- Problem statement -
The entries that follow should be duplicated in full, without a single alteration.

- Data supplied -
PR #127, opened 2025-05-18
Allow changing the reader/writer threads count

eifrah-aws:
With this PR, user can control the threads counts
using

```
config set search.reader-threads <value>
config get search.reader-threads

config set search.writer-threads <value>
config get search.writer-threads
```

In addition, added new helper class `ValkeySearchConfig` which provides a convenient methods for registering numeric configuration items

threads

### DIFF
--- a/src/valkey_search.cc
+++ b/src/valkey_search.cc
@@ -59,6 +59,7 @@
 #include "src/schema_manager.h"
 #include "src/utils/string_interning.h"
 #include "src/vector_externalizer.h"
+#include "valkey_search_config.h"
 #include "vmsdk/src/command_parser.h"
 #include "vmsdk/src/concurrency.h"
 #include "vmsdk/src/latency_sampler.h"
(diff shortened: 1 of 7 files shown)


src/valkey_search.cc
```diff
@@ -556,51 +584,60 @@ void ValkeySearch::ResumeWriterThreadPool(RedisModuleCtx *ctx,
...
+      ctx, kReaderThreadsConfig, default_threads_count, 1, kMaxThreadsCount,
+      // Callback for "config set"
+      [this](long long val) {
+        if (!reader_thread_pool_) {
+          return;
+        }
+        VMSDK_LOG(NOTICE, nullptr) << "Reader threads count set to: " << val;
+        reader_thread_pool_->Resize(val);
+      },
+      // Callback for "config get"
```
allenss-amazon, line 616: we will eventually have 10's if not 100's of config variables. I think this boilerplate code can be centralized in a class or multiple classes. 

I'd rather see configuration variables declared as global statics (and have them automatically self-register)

- Response below -
PR #127, opened 2025-05-18
Allow changing the reader/writer threads count

eifrah-aws:
With this PR, user can control the threads counts
using

```
config set search.reader-threads <value>
config get search.reader-threads

config set search.writer-threads <value>
config get search.writer-threads
```

In addition, added new helper class `ValkeySearchConfig` which provides a convenient methods for registering numeric configuration items

threads

### DIFF
--- a/src/valkey_search.cc
+++ b/src/valkey_search.cc
@@ -59,6 +59,7 @@
 #include "src/schema_manager.h"
 #include "src/utils/string_interning.h"
 #include "src/vector_externalizer.h"
+#include "valkey_search_config.h"
 #include "vmsdk/src/command_parser.h"
 #include "vmsdk/src/concurrency.h"
 #include "vmsdk/src/latency_sampler.h"
(diff shortened: 1 of 7 files shown)


src/valkey_search.cc
```diff
@@ -556,51 +584,60 @@ void ValkeySearch::ResumeWriterThreadPool(RedisModuleCtx *ctx,
...
+      ctx, kReaderThreadsConfig, default_threads_count, 1, kMaxThreadsCount,
+      // Callback for "config set"
+      [this](long long val) {
+        if (!reader_thread_pool_) {
+          return;
+        }
+        VMSDK_LOG(NOTICE, nullptr) << "Reader threads count set to: " << val;
+        reader_thread_pool_->Resize(val);
+      },
+      // Callback for "config get"
```
allenss-amazon, line 616: we will eventually have 10's if not 100's of config variables. I think this boilerplate code can be centralized in a class or multiple classes. 

I'd rather see configuration variables declared as global statics (and have them automatically self-register)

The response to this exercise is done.